Oh great... is this true? (registration)

Old Man

Active Member
I don't know about others but I have a tendency to gather lots of little pieces of what appear to be unrelated information and review how they might actually be distantly linked. IMO we have been getting fed a lot of media info that's providing the framework of long term planning that has a specific outcome, one that's not good for us/

Take the many media of near misses with sUAS by full scale aircraft and the clear scare mongering that is present in each article. Never mind that many of those reports are false. Toss in at least one media report of a full scale twin colliding with an sUAS that was never corrected to state the twin had actually had a bird strike. Add in the stories about how sUAS could be used for untraceable terrorist operations here in the U.S. Then we have the privacy violation implications so prevalent in the media. That one is actually possible if not likely but those stories were contrived, not actual. Essentially the media is depicting private use and ownership of sUAS as something that is undesirable and needing to be curtailed.

Open the next book and you have all the media reports of big aerospace projects presented in warm and glowing articles about how they will improve productivity and public safety, reduce delivery times for mega corporations servicing the public. Some of them even reference dates they will be placed in service. The public is certainly being conditioned via the media to accept one and reject the other, with much of the back ground and capability they need to know being omitted.

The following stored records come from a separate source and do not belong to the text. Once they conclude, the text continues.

PR #998, opened 2016-12-18
Add unused_enumerated rule

### LINKED ISSUE #619: Add 'for (_, foo) in bar.enumerate()' rule
This would be useful as I see this in code reviews every now and again. 

People no longer need to use the index returned from enumerate, and xcode tells them to ignore "_" the variable. 

Instead, enumerate should be removed. 

Not sure if I should file a radar for this to be added directly to xcode, so opening it here first for discussion.

marcelofabri:
Fixes #619

### DIFF
--- a/Source/SwiftLintFramework/Rules/UnusedEnumeratedRule.swift
+++ b/Source/SwiftLintFramework/Rules/UnusedEnumeratedRule.swift
@@ -23,7 +23,8 @@ public struct UnusedEnumeratedRule: ASTRule, ConfigurationProviderRule {
             "for (_, foo) in bar.enumerated().something() { }\n",
             "for (_, foo) in bar.something() { }\n",
             "for foo in bar.enumerated() { }\n",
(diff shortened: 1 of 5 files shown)


Source/SwiftLintFramework/Rules/UnusedEnumeratedRule.swift
```diff
@@ -0,0 +1,98 @@
...
+    public var configuration = SeverityConfiguration(.warning)
+
+    public init() {}
+
+    public static let description = RuleDescription(
+        identifier: "unused_enumerated",
+        name: "Unused Enumerated",
+        description: "When the index is not used, .enumerated() can be removed.",
+        nonTriggeringExamples: [
+            "for (idx, foo) in bar.enumerated() { }\n",
```
jpsim: I think it'd be useful to add a `for (idx, _) in bar.enumerated() { }\n` non-triggering example.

Toss in drone destruction devices and we might start to think the sky will belong to corporate America, government, and LEA's with any flight not conducted by them done only on a permission basis and restricted to relatively small, tightly controlled areas. Stray from that assigned area and be shot down, and arrested. Government loves drones but their use for them is not fun and recreation, or for the most part for commerce. They truly want them up and flying as soon as possible.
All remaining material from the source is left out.